I'm thinking about buying the 2013 3rd Generation S-Works Crankset and Praxis rings for it.

Anyone have experience with it? Everyone tells me how great the Cannondale SISL /SISL2 BB30 crankset is but who has 1200 dollars to spend on it. I have a Specialized S-Works Tarmac SL3 and CAAD10. I'd like to eventually use the same crankset on each bike.


----------



## steveandbarb1 (Dec 27, 2009)

Shimano being such a gold standard for front shifting and stiffness, don't know why people keep looking for alternatives. Yes have to deal with the adapter issue, but perhaps the praxis solution is now fix for this issue. 7900 cranks should be available at reasonable prices soon as people move to 9000.


----------



## rijn (Jun 23, 2010)

I agree Shimano is the gold standard, but they don't have a BB30 crankset. I've used adapter cups for 1 1/2 years and just want a native BB30 crankset. Praxis supposedly shifts great and makes the OPI spider ring for Cannondale's SISL2 crankset.

The entire BB30 crankset situation is a mess in my eyes. FSA isn't reliable, 2012 SRAM Red is great but has a funky spider, perception is Cannondale makes the gold standard in BB30 cranksets and Specialized has a BB30 crankset. To get a good crankset / reliable for BB30 its Cannondale or Specialized. I would buy a BB30 Ultegra Shimano crankset in a heartbeat and call it a day.


----------



## dcorn (Sep 1, 2011)

Better make sure the BB's are the same for both bikes. The CAAD10 is probably a true BB30, but the S-works SL3 has a carbon OSBB that isn't the same size as BB30.


----------



## rijn (Jun 23, 2010)

I thought OSBB was a Specialized version of a PF30, but still compatible with the PF30 or BB30. I'm learning towards the s-works crankset with praxis rings anyways... The S-Works crankset page says it will work on a OSBB, PF30 and BB30. I'd assume the same would hold true for BB30 crankset going into an OSBB carbon shell and PF30.


----------



## purdyd (Jun 18, 2010)

dcorn said:


> Better make sure the BB's are the same for both bikes.
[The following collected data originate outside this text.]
PR #1192, opened 2018-03-14
Add support for pod security policy

### LINKED ISSUE #1168: Add support for podsecuritypolicies in google_container_cluster
### Terraform Version
```
Terraform v0.11.3
+ provider.google v1.6.0
```

### Affected Resource(s)
- google_container_cluster

### Expected Behavior
This is a feature request to add support for PodSecurityPolicies on creating/updating a container cluster.

### References
This document describes what needs to be done
https://cloud.google.com/kubernetes-engine/docs/reference/rest/v1beta1/projects.locations.clusters#Cluster.PodSecurityPolicyConfig

danawillow:
Fixes #1168

### DIFF
--- a/google/resource_container_cluster.go
+++ b/google/resource_container_cluster.go
@@ -341,7 +341,7 @@ func resourceContainerCluster() *schema.Resource {
 				Type:     schema.TypeList,
 				Optional: true,
 				MaxItems: 1,
-				// Remove update support for now: https://issuetracker.google.com/74063492
+				// Disable update support for now: https://issuetracker.google.com/74063492
 				ForceNew: true,
 				Elem: &schema.Resource{
 					Schema: map[string]*schema.Schema{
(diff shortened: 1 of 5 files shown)


google/resource_container_cluster.go
```diff
@@ -1063,6 +1090,32 @@ func resourceContainerClusterUpdate(d *schema.ResourceData, meta interface{}) er
 		d.SetPartial("logging_service")
 	}
 
+	// Disable update support for now: https://issuetracker.google.com/74063492
```
ndmckinley: Is this the best way?  I feel like maybe we might want to just use regular git / github for this, pull it out into its own branch, and leave the PR open with a note that it should be merged when the bug is closed.  Commented-out-code makes me nervous.

danawillow: Yeah, that's a better idea. I'll do that now.

PR #1514, opened 2018-05-21
Fix cloudiot example

magiconair:
The topic names for state and event notifications are the other way around.


danawillow:
Thanks @magiconair!

magiconair:
@danawillow That was quick. Thx!

PR #1516, opened 2018-05-21
Update PostGRES cloudsql docs

PepperTeasdale:
This is now GA, so removing that caveat.


danawillow:
Thanks @PepperTeasdale!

The CAAD10 is probably a true BB30, but the S-works SL3 has a carbon OSBB that isn't the same size as BB30.


carbon OSBB once the delrin cups are inserted is the same size as BB30

they are both 68mm wide, and both use a 6806 bearing

and both use a BB30 crankset


----------



## purdyd (Jun 18, 2010)

rijn said:


> I'm thinking about buying the 2013 3rd Generation S-Works Crankset and Praxis rings for it.
> 
> Anyone have experience with it? Everyone tells me how great the Cannondale SISL /SISL2 BB30 crankset is but who has 1200 dollars to spend on it. I have a Specialized S-Works Tarmac SL3 and CAAD10. I'd like to eventually use the same crankset on each bike.
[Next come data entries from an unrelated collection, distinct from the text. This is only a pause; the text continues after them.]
PR #1522, opened 2018-05-22
Use new serviceusage API for `google_project_service[s]`

danawillow:
This migrates us to the new API, which has a `batchEnable` method 🙌 

While I was here, I fixed a test by adding "bigquery-json" to the list of APIs that get enabled automatically, and added import support to `google_project_service` since it was pretty straightforward (cc @mrparkers)

### DIFF
--- a/google/config.go
+++ b/google/config.go
@@ -37,6 +37,7 @@ import (
 	"google.golang.org/api/redis/v1beta1"
 	"google.golang.org/api/runtimeconfig/v1beta1"
 	"google.golang.org/api/servicemanagement/v1"
+	"google.golang.org/api/serviceusage/v1beta1"
 	"google.golang.org/api/sourcerepo/v1"
 	"google.golang.org/api/spanner/v1"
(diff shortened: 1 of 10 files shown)


danawillow:
Ok, so turns out it won't _actually_ be a silent upgrade because users are going to need to enable the new API.  However, @paddycarver gave me permission to do it in a non-major release, so I'll put a warning in the changelog and call it a day

paddycarver:
Chiming in late to say that because Terraform historically has not enabled the APIs it needs for you (except in exceptional circumstances), and because any user that can use this resource must also be able to enable the new service, I think this change preserves the fundamental spirit of the contract Terraform provides: it will make the API calls, but you must turn the APIs on. It's unfortunate in this case that you can't do that from within Terraform, but the error message has a direct link to a button that fixes the issue. So on balance, I'd say the benefits of switching to this are enough and the remediation pain is limited enough to warrant shipping it before 2.0.

ctavan:
I just found #1538. Sorry fo commenting here.

PR #1524, opened 2018-05-23
Guard against eventually consistent services

### LINKED ISSUE #1393: Wait and verify google_project_service is enabled before continuing
### Terraform Version

```
Terraform v0.11.7
+ provider.google v1.10.0
+ provider.random v1.2.0
+ provider.tls v1.1.0
```

### Affected Resource(s)
- `google_project_service`
- `google_project_services`

```hcl
resource "google_project" "demo" {
  name            = "my-project"
  project_id      = "my-project-abcd1234"
  org_id          = "..."
  billing_account = "..."
}

resource "google_project_service" "demo" {
  project = "${google_project.demo.project_id}"
  service = "cloudkms.googleapis.com"
}

# This will fail because Terraform will immediately try to create it after 
# "google_project_service.demo" returns success, but the upstream API
# is still provisioning.
resource "google_kms_key_ring" "demo" {
  name     = "demo"
  project  = "${google_project.demo.project_id}"
}
```

### Expected Behavior
Terraform should not consider `google_project_service(s)` finished until the API is enabled **AND** ready.

### Actual Behavior
Terraform assumes a successful response from the API means the API is finished.

### Steps to Reproduce
1. `terraform apply`

### Important Factoids
One could argue this is an API bug, we do long-poll to wait for SSH to be ready on an instance. I think we should do the same here.

/cc @danawillow @rosbo

paddycarver:
When enabling services, after the waiter returns, list the enabled
services and ensure the ones we enabled are in there. If not, retry. May
not always resolve #1393, but should help. Unfortunately, the real
answer is probably either:

1. For us to try and get the API updated to only return the waiter when
the service will consistently be available. I don't know how feasible
this is, but I'm willing to open a ticket.
2. For us to build retries into ~all our resources to retry for a set
amount of time when a service not enabled error is returned. This would
greatly slow down the provider in the case of the service legitimately
not being enabled, but is how other providers handle this class of
problem.

Unfortunately, due to the eventual consistency at play, this is a hard
issue to reproduce and prove, though it matches with my
experience--while testing this patch, one of the tests failed with the
error that the serviceusage API hadn't been enabled, but only on step 4
of the test, when calls had already succeeded. Which suggests eventual
consistency, to me. Regardless, this patch shouldn't _hurt_ and should
mostly be an imperceptible change to users, and should make instances
like #1393 less likely.

### DIFF
--- a/google/resource_google_project_services.go
+++ b/google/resource_google_project_services.go
@@ -6,6 +6,7 @@ import (
 	"strings"
 
 	"github.com/hashicorp/terraform/helper/schema"
+	"google.golang.org/api/googleapi"
 	"google.golang.org/api/serviceusage/v1beta1"
 )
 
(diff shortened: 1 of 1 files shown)


morgante:
Dana, do you have an API where it says its enabled but it's not actually? I'm happy to help follow up with the relevant teams - I know some of my customers have complained about this in the past.

danawillow:
I've been told compute, but honestly in all my testing I've never run into the issue. I know @sethvargo has though :)

paddycarver:
I've seen it in GKE and the serviceusage API. It seems to happen mostly late at night (10pm-3am) PST, in my experience, but this is all speculation, because it's so hard to reproduce :/

PR #1528, opened 2018-05-23
Add GKE Shared VPC support

danawillow:
All this needed was to allow setting the network/subnetwork to a self link.

~WIP for now because I want to run the tests in CI.~ Tests are passing.

### DIFF
--- a/google/resource_container_cluster.go
+++ b/google/resource_container_cluster.go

I like the 2nd generation, I think the latest has redesigned crank arms.

The one drawback in my mind is that the spider takes a special tool to remove and install and if you try to get it from specialized, it is expensive

quarq will sell you one much cheaper but it is kind of a strange thing

or you go to a dealer and have it put together

I like the hirth coupling with the BB30 bearings as you push in both sides and can't knock out the non drive side bearing on install like you might with the Red BB30 crank

I think the red crank is pretty ok too

i thought the complaint with FSA was more in the bottom bracket area

shimano seems to have gone to a non standard chain ring on their latest greatest crankset?


----------



## jnbrown (Dec 9, 2009)

I have the SWorks crankset and bought it because it looks good with the SWorks frame. It is stiff and light and I have had no problems with it. I am still using the orignal chainrings but will probably switch to Praxis when they wear out.
I have Ultegra Di2 and the front shifting isn't bad but might be better with the Praxis rings. Rotor is another option for BB30.


----------



## rijn (Jun 23, 2010)

I couldn't justify the additional 500 dollars for the SISL2 and ordered the S-Works crankset last weekend. The praxis rings will be ordered next week. Rotor doesn't have a true BB30 crankset.


----------



## tonytourist (Jan 21, 2009)

You'll like that setup.
I ran the Praxis rings on my Tarmac and had no problems with them.
Much better than the old stock Specialized rings, and a set of TA chainrings I had. Light too, my setup weighed in at 566g.
(S Works crankset, all hardware, alloy spider, 53/39 rings)


----------